• **Problem description**: A single number is the answer here: how many lines below include "change"?

• **Data for analysis**:
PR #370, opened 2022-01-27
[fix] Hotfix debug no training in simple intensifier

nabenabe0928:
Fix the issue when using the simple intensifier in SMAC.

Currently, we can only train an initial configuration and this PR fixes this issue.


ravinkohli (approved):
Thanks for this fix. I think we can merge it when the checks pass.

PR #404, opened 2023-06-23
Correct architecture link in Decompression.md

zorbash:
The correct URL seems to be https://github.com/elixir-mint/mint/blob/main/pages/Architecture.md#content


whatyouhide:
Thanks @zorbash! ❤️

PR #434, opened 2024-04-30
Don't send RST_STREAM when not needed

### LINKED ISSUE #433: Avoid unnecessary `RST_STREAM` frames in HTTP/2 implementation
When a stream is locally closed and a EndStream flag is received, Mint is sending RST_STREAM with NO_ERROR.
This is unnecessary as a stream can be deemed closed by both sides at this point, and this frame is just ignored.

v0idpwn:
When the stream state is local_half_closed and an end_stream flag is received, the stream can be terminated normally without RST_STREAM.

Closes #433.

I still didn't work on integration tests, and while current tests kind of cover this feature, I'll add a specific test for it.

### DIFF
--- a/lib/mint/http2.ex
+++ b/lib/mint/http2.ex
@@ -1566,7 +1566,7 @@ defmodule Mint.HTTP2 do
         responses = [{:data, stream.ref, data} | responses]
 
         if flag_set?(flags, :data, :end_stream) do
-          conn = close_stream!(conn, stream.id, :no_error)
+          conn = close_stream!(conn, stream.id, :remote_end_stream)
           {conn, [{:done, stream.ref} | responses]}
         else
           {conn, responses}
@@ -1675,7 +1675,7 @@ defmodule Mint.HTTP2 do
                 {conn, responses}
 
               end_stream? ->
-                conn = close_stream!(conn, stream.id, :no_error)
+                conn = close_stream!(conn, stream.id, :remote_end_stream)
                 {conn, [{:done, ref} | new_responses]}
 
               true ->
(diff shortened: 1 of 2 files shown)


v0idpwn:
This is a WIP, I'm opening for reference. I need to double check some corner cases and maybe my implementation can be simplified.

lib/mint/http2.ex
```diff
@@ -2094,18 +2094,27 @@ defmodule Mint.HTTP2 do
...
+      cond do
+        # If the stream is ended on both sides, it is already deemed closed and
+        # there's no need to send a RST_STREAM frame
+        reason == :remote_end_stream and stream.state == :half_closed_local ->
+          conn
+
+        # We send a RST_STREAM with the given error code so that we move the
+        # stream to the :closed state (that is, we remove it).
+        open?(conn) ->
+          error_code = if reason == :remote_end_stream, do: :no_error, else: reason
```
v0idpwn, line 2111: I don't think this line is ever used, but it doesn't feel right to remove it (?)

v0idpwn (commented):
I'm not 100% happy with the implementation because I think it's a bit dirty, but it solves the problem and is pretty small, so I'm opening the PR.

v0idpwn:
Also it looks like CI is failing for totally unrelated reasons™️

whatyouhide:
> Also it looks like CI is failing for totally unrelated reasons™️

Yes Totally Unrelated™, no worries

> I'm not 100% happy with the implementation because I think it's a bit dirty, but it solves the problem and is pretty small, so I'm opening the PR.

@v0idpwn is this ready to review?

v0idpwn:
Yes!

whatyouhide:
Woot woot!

==

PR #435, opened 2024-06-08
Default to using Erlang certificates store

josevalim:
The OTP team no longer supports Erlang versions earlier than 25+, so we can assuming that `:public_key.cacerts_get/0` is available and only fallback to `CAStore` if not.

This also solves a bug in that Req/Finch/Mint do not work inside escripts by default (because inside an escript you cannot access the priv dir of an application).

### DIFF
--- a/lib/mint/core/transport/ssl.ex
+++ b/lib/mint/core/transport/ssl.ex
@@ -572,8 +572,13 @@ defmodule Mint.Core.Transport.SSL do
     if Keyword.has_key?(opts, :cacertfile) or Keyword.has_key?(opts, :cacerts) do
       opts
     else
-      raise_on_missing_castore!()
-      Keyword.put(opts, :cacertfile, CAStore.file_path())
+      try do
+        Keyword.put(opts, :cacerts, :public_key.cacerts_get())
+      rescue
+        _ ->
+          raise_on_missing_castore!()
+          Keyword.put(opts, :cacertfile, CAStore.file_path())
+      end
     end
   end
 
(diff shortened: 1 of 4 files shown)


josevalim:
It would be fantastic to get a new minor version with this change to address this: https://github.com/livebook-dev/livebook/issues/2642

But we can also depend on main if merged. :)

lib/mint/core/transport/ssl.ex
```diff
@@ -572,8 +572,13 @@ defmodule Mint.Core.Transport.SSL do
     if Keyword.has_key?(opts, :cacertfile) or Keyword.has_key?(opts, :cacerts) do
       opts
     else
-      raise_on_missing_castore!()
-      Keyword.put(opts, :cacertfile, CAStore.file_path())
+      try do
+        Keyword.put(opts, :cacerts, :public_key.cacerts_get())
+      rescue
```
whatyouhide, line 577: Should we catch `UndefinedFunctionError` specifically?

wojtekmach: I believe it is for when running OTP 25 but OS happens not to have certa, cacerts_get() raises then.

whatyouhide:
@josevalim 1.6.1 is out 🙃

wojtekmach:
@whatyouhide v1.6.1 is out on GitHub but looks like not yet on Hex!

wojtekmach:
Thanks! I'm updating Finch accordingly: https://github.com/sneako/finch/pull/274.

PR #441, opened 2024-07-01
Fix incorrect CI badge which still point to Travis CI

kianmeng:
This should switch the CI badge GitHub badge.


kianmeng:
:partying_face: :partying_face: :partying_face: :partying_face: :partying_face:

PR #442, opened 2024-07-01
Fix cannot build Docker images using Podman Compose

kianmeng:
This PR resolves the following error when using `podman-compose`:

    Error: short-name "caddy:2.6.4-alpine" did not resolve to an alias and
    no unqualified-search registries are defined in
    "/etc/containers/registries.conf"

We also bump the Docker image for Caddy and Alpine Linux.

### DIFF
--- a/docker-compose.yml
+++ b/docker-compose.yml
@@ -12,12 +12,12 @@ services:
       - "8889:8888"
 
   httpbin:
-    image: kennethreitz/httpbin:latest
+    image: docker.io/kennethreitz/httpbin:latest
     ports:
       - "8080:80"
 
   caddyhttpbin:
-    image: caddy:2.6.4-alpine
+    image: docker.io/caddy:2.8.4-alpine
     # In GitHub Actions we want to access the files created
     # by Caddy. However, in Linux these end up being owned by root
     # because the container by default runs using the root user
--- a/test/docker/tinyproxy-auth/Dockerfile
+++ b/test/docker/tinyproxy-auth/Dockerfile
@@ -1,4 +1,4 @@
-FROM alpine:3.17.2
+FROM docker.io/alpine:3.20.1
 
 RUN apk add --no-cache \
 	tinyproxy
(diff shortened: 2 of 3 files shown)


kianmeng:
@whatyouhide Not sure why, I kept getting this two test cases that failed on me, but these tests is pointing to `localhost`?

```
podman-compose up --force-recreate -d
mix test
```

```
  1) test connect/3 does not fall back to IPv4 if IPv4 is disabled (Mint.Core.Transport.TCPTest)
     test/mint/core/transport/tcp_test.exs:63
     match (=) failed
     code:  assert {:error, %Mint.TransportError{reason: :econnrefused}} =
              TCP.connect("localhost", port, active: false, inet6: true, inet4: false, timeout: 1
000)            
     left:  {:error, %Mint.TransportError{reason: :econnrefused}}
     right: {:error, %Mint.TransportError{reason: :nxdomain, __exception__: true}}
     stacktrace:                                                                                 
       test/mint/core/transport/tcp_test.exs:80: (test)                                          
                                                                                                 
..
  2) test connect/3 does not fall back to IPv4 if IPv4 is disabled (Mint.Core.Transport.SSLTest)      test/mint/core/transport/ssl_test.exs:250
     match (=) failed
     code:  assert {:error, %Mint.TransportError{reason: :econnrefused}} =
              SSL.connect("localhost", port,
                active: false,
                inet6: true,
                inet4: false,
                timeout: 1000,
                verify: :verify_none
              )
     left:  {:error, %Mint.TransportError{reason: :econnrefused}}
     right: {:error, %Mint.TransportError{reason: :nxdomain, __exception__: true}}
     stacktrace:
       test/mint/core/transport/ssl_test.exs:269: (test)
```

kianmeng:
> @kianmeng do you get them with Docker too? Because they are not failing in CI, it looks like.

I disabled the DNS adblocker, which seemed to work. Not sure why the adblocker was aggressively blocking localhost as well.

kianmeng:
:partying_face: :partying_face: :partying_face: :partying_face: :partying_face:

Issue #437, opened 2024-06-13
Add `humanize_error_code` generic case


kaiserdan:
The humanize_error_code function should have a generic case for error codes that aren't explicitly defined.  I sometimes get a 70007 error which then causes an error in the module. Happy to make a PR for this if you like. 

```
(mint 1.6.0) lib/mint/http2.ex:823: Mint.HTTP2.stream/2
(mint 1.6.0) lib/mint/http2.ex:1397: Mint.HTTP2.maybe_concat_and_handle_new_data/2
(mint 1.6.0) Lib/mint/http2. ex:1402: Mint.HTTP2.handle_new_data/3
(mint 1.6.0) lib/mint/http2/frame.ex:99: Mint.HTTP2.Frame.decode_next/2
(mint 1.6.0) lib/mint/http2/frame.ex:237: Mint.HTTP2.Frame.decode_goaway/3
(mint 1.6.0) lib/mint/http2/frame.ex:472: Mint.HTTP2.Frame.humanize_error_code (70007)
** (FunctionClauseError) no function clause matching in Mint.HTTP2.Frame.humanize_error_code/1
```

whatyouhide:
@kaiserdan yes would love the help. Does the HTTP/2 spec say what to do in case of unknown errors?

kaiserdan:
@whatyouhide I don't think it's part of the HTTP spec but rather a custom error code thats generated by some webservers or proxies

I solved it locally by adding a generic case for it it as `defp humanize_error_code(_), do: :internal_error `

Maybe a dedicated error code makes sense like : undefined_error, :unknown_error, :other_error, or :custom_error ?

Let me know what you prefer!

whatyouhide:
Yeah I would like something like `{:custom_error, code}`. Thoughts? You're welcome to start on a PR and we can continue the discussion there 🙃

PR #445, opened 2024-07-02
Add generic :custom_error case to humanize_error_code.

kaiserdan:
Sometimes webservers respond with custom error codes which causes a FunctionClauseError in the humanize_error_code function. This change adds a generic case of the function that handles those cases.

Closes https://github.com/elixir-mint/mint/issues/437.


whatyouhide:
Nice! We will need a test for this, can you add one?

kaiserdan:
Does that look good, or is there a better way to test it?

• **Written solution**: 2